The records should be copied out again with no alteration.
[THE INPUT Boundary: Start]
PR #10254, opened 2024-01-23
Use Result<OwnedFd> for open_cloexec

PolyMeilex:
Rework of error handling for `w/open_cloexec` function. 

- Return `Result<T>` from `open_cloexec` instead of `RawFd(-1)`
- Return Rust's `OwnedFd` instead of `RawFd`
- Now that `open_cloexec` returns `OwnedFd` also remove some use of `AutoCloseFd`
  - `AutoCloseFd` is basically the same as std `OwnedFd`, except `OwnedFd` does not have a hidden invalid state, it is guarantied to always be valid. Perhaps in other parts of the codebase that's needed, but in cases where `open_cloexec` was being used the FDs were supposed to always be valid anyway, so I assume the type change is appropriate.
- Lastly, use nix's `OFlag` and `Mode` bitflags for `open_cloexec` attributes
  - I was not sure if you prefer the octal numeric mode notation or bitflag one, for now I did fully named flags, I can revert to octal representation as needed. (as that does not really matter that much, I'd rather focus on Result/OwnedFd stuff)

### DIFF
--- a/src/autoload.rs
+++ b/src/autoload.rs
@@ -325,7 +325,7 @@ fn test_autoload() {
     use crate::common::{charptr2wcstring, wcs2zstring, write_loop};
     use crate::fds::wopen_cloexec;
     use crate::wutil::sprintf;
-    use libc::{O_CREAT, O_RDWR};
+    use nix::fcntl::OFlag;
 
     macro_rules! run {
         ( $fmt:expr $(, $arg:expr )* $(,)? ) => {
@@ -340,7 +340,7 @@ fn test_autoload() {
 
         let fd = wopen_cloexec(
             path,
-            O_RDWR | O_CREAT,
+            OFlag::O_RDWR | OFlag::O_CREAT,
             Mode::S_IRUSR
                 | Mode::S_IWUSR
                 | Mode::S_IRGRP
--- a/src/autoload.rs
+++ b/src/autoload.rs
@@ -336,7 +336,19 @@ fn test_autoload() {
     }
 
     fn touch_file(path: &wstr) {
-        let fd = wopen_cloexec(path, O_RDWR | O_CREAT, 0o666).unwrap();
+        use nix::sys::stat::Mode;
+
+        let fd = wopen_cloexec(
+            path,
+            O_RDWR | O_CREAT,
+            Mode::S_IRUSR
+                | Mode::S_IWUSR
+                | Mode::S_IRGRP
+                | Mode::S_IWGRP
+                | Mode::S_IROTH
+                | Mode::S_IWOTH,
+        )
+        .unwrap();
         write_loop(&fd, "Hello".as_bytes()).unwrap();
         unsafe { libc::close(fd) };
     }
--- a/src/autoload.rs
+++ b/src/autoload.rs
@@ -336,8 +336,7 @@ fn test_autoload() {
     }
 
     fn touch_file(path: &wstr) {
-        let fd = wopen_cloexec(path, O_RDWR | O_CREAT, 0o666);
-        assert!(fd >= 0);
+        let fd = wopen_cloexec(path, O_RDWR | O_CREAT, 0o666).unwrap();
         write_loop(&fd, "Hello".as_bytes()).unwrap();
         unsafe { libc::close(fd) };
     }
--- a/src/autoload.rs
+++ b/src/autoload.rs
@@ -350,7 +350,6 @@ fn test_autoload() {
         )
         .unwrap();
         write_loop(&fd, "Hello".as_bytes()).unwrap();
-        unsafe { libc::close(fd) };
     }
 
     let mut t1 = "/tmp/fish_test_autoload.XXXXXX\0".as_bytes().to_vec();
--- a/src/autoload.rs
+++ b/src/autoload.rs
@@ -341,12 +341,7 @@ fn test_autoload() {
         let fd = wopen_cloexec(
             path,
             OFlag::O_RDWR | OFlag::O_CREAT,
-            Mode::S_IRUSR
-                | Mode::S_IWUSR
-                | Mode::S_IRGRP
-                | Mode::S_IWGRP
-                | Mode::S_IROTH
-                | Mode::S_IWOTH,
+            Mode::from_bits(0o666).unwrap(),
         )
         .unwrap();
         write_loop(&fd, "Hello".as_bytes()).unwrap();
--- a/src/builtins/source.rs
+++ b/src/builtins/source.rs
@@ -7,8 +7,8 @@ use crate::{
     parser::Block,
     reader::reader_read,
 };
-use libc::{c_int, O_RDONLY, S_IFMT, S_IFREG};
-use nix::sys::stat::Mode;
+use libc::{c_int, S_IFMT, S_IFREG};
+use nix::{fcntl::OFlag, sys::stat::Mode};
 
 use super::prelude::*;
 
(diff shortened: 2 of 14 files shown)


faho:
See also #10251, which would have to be incorporated into this if we decide it's the way to go.

I would wait for feedback on that one, it is possible we know a case where EINTR is meaningful and should be handled outside. (but I can't think of any)

PolyMeilex:
Sure, I will simply rebase on that as needed. (feel free to ping me in case I forget to)

src/history.rs
```diff
@@ -804,34 +809,38 @@ impl HistoryImpl {
...
+            };
+
             // Exclusive lock on the entire file. This is released when we close the file (below). This
             // may fail on (e.g.) lockless NFS. If so, proceed as if it did not fail; the risk is that
             // we may get interleaved history items, which is considered better than no history, or
             // forcing everything through the slow copy-move mode. We try to minimize this possibility
             // by writing with O_APPEND.
             unsafe {
-                Self::maybe_lock_file(fd.fd(), LOCK_EX);
+                Self::maybe_lock_file(fd.as_raw_fd(), LOCK_EX);
```
mqudsi, line 829: Can we change this function to take a reference to an owned fd?

src/io.rs
```diff
@@ -993,7 +1003,12 @@ const FILE_ERROR: &wstr = L!("An error occurred while redirecting file '%ls'");
 const NOCLOB_ERROR: &wstr = L!("The file '%ls' already exists");
 
 /// Base open mode to pass to calls to open.
-const OPEN_MASK: libc::c_int = 0o666;
+const OPEN_MASK: Mode = Mode::S_IRUSR
+    .union(Mode::S_IWUSR)
+    .union(Mode::S_IRGRP)
+    .union(Mode::S_IWGRP)
+    .union(Mode::S_IROTH)
+    .union(Mode::S_IWOTH);
```
mqudsi, line 1011: This would be more readable as `Mode::from_bits(0o666).unwrap()` (but I don't know if that's stabilized or we would need to use a match and a panic in `const`).

src/autoload.rs
```diff
@@ -336,10 +336,20 @@ fn test_autoload() {
...
+
+        let fd = wopen_cloexec(
+            path,
+            OFlag::O_RDWR | OFlag::O_CREAT,
+            Mode::S_IRUSR
+                | Mode::S_IWUSR
+                | Mode::S_IRGRP
+                | Mode::S_IWGRP
+                | Mode::S_IROTH
+                | Mode::S_IWOTH,
```
mqudsi, line 349: Can you use just use `Mode::from_bits(0o666).unwrap()` here? Easier to grok for us greybeards.

mqudsi (commented):
This is great work and an excellent thing to do at this point. I was going to ask you to keep the `libc` to `nix` migrations to a later commit/pr but appreciated that they're part of the same effort to strongly type the whole thing, though I pointed out a few places where we can compromise by using a mix of octal and nix enums.

I haven't had a chance to test this locally but from the review here on GH, it looks good!

src/io.rs
PolyMeilex: We can also do `from_bits_retain` that accepts unknown variants as well, therefore does not require an unwrap.

faho:
Alright, #10251 is merged, have at it.

The gist is that

1. We loop for EINTR unless it's a "cancel_signal" (i.e. SIGINT)
2. If we did get a cancel_signal, we don't print a warning

src/history.rs
PolyMeilex: Indeed `maybe_lock_file` is no longer called with raw_fd anywhere, replaced with generic `AsFd`. Should work with `OwnedFd`, ` BorrowedFd` and `File`

src/io.rs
[THE INPUT Boundary: End]
### OUTPUT
PR #10254, opened 2024-01-23
Use Result<OwnedFd> for open_cloexec

PolyMeilex:
Rework of error handling for `w/open_cloexec` function. 

- Return `Result<T>` from `open_cloexec` instead of `RawFd(-1)`
- Return Rust's `OwnedFd` instead of `RawFd`
- Now that `open_cloexec` returns `OwnedFd` also remove some use of `AutoCloseFd`
  - `AutoCloseFd` is basically the same as std `OwnedFd`, except `OwnedFd` does not have a hidden invalid state, it is guarantied to always be valid. Perhaps in other parts of the codebase that's needed, but in cases where `open_cloexec` was being used the FDs were supposed to always be valid anyway, so I assume the type change is appropriate.
- Lastly, use nix's `OFlag` and `Mode` bitflags for `open_cloexec` attributes
  - I was not sure if you prefer the octal numeric mode notation or bitflag one, for now I did fully named flags, I can revert to octal representation as needed. (as that does not really matter that much, I'd rather focus on Result/OwnedFd stuff)

### DIFF
--- a/src/autoload.rs
+++ b/src/autoload.rs
@@ -325,7 +325,7 @@ fn test_autoload() {
     use crate::common::{charptr2wcstring, wcs2zstring, write_loop};
     use crate::fds::wopen_cloexec;
     use crate::wutil::sprintf;
-    use libc::{O_CREAT, O_RDWR};
+    use nix::fcntl::OFlag;
 
     macro_rules! run {
         ( $fmt:expr $(, $arg:expr )* $(,)? ) => {
@@ -340,7 +340,7 @@ fn test_autoload() {
 
         let fd = wopen_cloexec(
             path,
-            O_RDWR | O_CREAT,
+            OFlag::O_RDWR | OFlag::O_CREAT,
             Mode::S_IRUSR
                 | Mode::S_IWUSR
                 | Mode::S_IRGRP
--- a/src/autoload.rs
+++ b/src/autoload.rs
@@ -336,7 +336,19 @@ fn test_autoload() {
     }
 
     fn touch_file(path: &wstr) {
-        let fd = wopen_cloexec(path, O_RDWR | O_CREAT, 0o666).unwrap();
+        use nix::sys::stat::Mode;
+
+        let fd = wopen_cloexec(
+            path,
+            O_RDWR | O_CREAT,
+            Mode::S_IRUSR
+                | Mode::S_IWUSR
+                | Mode::S_IRGRP
+                | Mode::S_IWGRP
+                | Mode::S_IROTH
+                | Mode::S_IWOTH,
+        )
+        .unwrap();
         write_loop(&fd, "Hello".as_bytes()).unwrap();
         unsafe { libc::close(fd) };
     }
--- a/src/autoload.rs
+++ b/src/autoload.rs
@@ -336,8 +336,7 @@ fn test_autoload() {
     }
 
     fn touch_file(path: &wstr) {
-        let fd = wopen_cloexec(path, O_RDWR | O_CREAT, 0o666);
-        assert!(fd >= 0);
+        let fd = wopen_cloexec(path, O_RDWR | O_CREAT, 0o666).unwrap();
         write_loop(&fd, "Hello".as_bytes()).unwrap();
         unsafe { libc::close(fd) };
     }
--- a/src/autoload.rs
+++ b/src/autoload.rs
@@ -350,7 +350,6 @@ fn test_autoload() {
         )
         .unwrap();
         write_loop(&fd, "Hello".as_bytes()).unwrap();
-        unsafe { libc::close(fd) };
     }
 
     let mut t1 = "/tmp/fish_test_autoload.XXXXXX\0".as_bytes().to_vec();
--- a/src/autoload.rs
+++ b/src/autoload.rs
@@ -341,12 +341,7 @@ fn test_autoload() {
         let fd = wopen_cloexec(
             path,
             OFlag::O_RDWR | OFlag::O_CREAT,
-            Mode::S_IRUSR
-                | Mode::S_IWUSR
-                | Mode::S_IRGRP
-                | Mode::S_IWGRP
-                | Mode::S_IROTH
-                | Mode::S_IWOTH,
+            Mode::from_bits(0o666).unwrap(),
         )
         .unwrap();
         write_loop(&fd, "Hello".as_bytes()).unwrap();
--- a/src/builtins/source.rs
+++ b/src/builtins/source.rs
@@ -7,8 +7,8 @@ use crate::{
     parser::Block,
     reader::reader_read,
 };
-use libc::{c_int, O_RDONLY, S_IFMT, S_IFREG};
-use nix::sys::stat::Mode;
+use libc::{c_int, S_IFMT, S_IFREG};
+use nix::{fcntl::OFlag, sys::stat::Mode};
 
 use super::prelude::*;
 
(diff shortened: 2 of 14 files shown)


faho:
See also #10251, which would have to be incorporated into this if we decide it's the way to go.

I would wait for feedback on that one, it is possible we know a case where EINTR is meaningful and should be handled outside. (but I can't think of any)

PolyMeilex:
Sure, I will simply rebase on that as needed. (feel free to ping me in case I forget to)

src/history.rs
```diff
@@ -804,34 +809,38 @@ impl HistoryImpl {
...
+            };
+
             // Exclusive lock on the entire file. This is released when we close the file (below). This
             // may fail on (e.g.) lockless NFS. If so, proceed as if it did not fail; the risk is that
             // we may get interleaved history items, which is considered better than no history, or
             // forcing everything through the slow copy-move mode. We try to minimize this possibility
             // by writing with O_APPEND.
             unsafe {
-                Self::maybe_lock_file(fd.fd(), LOCK_EX);
+                Self::maybe_lock_file(fd.as_raw_fd(), LOCK_EX);
```
mqudsi, line 829: Can we change this function to take a reference to an owned fd?

src/io.rs
```diff
@@ -993,7 +1003,12 @@ const FILE_ERROR: &wstr = L!("An error occurred while redirecting file '%ls'");
 const NOCLOB_ERROR: &wstr = L!("The file '%ls' already exists");
 
 /// Base open mode to pass to calls to open.
-const OPEN_MASK: libc::c_int = 0o666;
+const OPEN_MASK: Mode = Mode::S_IRUSR
+    .union(Mode::S_IWUSR)
+    .union(Mode::S_IRGRP)
+    .union(Mode::S_IWGRP)
+    .union(Mode::S_IROTH)
+    .union(Mode::S_IWOTH);
```
mqudsi, line 1011: This would be more readable as `Mode::from_bits(0o666).unwrap()` (but I don't know if that's stabilized or we would need to use a match and a panic in `const`).

src/autoload.rs
```diff
@@ -336,10 +336,20 @@ fn test_autoload() {
...
+
+        let fd = wopen_cloexec(
+            path,
+            OFlag::O_RDWR | OFlag::O_CREAT,
+            Mode::S_IRUSR
+                | Mode::S_IWUSR
+                | Mode::S_IRGRP
+                | Mode::S_IWGRP
+                | Mode::S_IROTH
+                | Mode::S_IWOTH,
```
mqudsi, line 349: Can you use just use `Mode::from_bits(0o666).unwrap()` here? Easier to grok for us greybeards.

mqudsi (commented):
This is great work and an excellent thing to do at this point. I was going to ask you to keep the `libc` to `nix` migrations to a later commit/pr but appreciated that they're part of the same effort to strongly type the whole thing, though I pointed out a few places where we can compromise by using a mix of octal and nix enums.

I haven't had a chance to test this locally but from the review here on GH, it looks good!

src/io.rs
PolyMeilex: We can also do `from_bits_retain` that accepts unknown variants as well, therefore does not require an unwrap.

faho:
Alright, #10251 is merged, have at it.

The gist is that

1. We loop for EINTR unless it's a "cancel_signal" (i.e. SIGINT)
2. If we did get a cancel_signal, we don't print a warning

src/history.rs
PolyMeilex: Indeed `maybe_lock_file` is no longer called with raw_fd anywhere, replaced with generic `AsFd`. Should work with `OwnedFd`, ` BorrowedFd` and `File`

src/io.rs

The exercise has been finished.